Below are some records; output exactly the lines from the line with "feat: add VPN watchdog UI to Stream Monitor" to the line with "- Add VPN webhook", both ends kept, and nothing more.
═════ Entries shown ═════
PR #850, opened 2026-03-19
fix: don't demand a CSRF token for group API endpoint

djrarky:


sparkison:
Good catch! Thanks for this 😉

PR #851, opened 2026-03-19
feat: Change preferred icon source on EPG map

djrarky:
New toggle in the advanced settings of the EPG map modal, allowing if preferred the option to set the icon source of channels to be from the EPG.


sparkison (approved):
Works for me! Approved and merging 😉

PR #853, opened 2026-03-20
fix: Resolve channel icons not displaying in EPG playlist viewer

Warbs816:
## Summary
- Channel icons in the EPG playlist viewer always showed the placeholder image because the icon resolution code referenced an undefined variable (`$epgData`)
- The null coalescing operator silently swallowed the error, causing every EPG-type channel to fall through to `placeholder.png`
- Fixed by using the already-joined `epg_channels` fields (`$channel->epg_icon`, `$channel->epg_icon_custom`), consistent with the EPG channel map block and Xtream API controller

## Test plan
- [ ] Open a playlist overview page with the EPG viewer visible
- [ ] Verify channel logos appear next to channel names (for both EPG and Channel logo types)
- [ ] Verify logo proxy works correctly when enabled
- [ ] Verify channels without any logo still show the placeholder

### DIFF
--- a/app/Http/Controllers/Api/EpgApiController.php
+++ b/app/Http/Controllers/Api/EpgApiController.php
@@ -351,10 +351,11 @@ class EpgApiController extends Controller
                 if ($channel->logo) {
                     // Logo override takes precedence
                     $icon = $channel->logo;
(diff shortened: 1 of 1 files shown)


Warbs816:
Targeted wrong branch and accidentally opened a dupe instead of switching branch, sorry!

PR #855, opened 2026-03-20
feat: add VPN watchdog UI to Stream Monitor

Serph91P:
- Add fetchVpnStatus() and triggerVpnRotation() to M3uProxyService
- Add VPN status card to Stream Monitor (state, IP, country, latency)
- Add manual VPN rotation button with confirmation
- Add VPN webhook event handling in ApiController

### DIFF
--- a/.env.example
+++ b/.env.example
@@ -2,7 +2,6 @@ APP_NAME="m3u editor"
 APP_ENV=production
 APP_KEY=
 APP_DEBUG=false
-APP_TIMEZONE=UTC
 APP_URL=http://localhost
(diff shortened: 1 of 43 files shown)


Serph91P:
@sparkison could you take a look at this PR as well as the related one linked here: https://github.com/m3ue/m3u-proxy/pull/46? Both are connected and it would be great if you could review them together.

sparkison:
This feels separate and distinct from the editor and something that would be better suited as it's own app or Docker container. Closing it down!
═════
═════ Entries shown ═════
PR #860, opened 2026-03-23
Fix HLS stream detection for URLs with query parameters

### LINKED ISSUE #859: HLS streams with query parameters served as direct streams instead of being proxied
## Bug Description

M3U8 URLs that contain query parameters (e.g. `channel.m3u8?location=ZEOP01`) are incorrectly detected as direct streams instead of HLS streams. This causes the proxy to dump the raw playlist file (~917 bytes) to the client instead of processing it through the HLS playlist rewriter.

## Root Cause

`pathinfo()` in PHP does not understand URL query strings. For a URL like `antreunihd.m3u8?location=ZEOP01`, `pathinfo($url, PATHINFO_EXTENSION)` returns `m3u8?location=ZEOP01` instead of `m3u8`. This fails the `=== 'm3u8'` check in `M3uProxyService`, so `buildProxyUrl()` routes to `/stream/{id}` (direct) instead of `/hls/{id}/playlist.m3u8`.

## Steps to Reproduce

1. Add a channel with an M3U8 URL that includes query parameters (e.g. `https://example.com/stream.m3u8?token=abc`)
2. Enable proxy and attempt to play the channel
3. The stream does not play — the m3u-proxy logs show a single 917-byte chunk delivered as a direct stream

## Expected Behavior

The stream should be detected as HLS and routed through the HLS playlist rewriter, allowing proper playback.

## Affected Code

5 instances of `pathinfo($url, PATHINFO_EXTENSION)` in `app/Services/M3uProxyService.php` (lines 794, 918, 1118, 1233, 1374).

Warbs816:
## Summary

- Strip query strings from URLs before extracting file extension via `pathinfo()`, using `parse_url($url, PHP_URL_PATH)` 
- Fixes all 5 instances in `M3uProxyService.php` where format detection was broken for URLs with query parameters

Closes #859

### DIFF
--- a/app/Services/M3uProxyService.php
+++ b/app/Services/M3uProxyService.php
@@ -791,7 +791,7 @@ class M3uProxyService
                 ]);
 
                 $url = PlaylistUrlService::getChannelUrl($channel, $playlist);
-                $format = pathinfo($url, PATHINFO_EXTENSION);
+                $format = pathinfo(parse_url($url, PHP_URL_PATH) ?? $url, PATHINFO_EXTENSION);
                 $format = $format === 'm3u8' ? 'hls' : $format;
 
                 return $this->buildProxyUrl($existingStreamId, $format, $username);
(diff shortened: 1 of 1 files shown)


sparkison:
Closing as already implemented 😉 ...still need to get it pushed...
═════
═════ Entries shown ═════
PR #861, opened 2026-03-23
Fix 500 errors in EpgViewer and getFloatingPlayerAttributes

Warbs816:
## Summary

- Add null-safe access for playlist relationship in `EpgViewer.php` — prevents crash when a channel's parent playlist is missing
═════
_Result of the task_
feat: add VPN watchdog UI to Stream Monitor

Serph91P:
- Add fetchVpnStatus() and triggerVpnRotation() to M3uProxyService
- Add VPN status card to Stream Monitor (state, IP, country, latency)
- Add manual VPN rotation button with confirmation
- Add VPN webhook event handling in ApiController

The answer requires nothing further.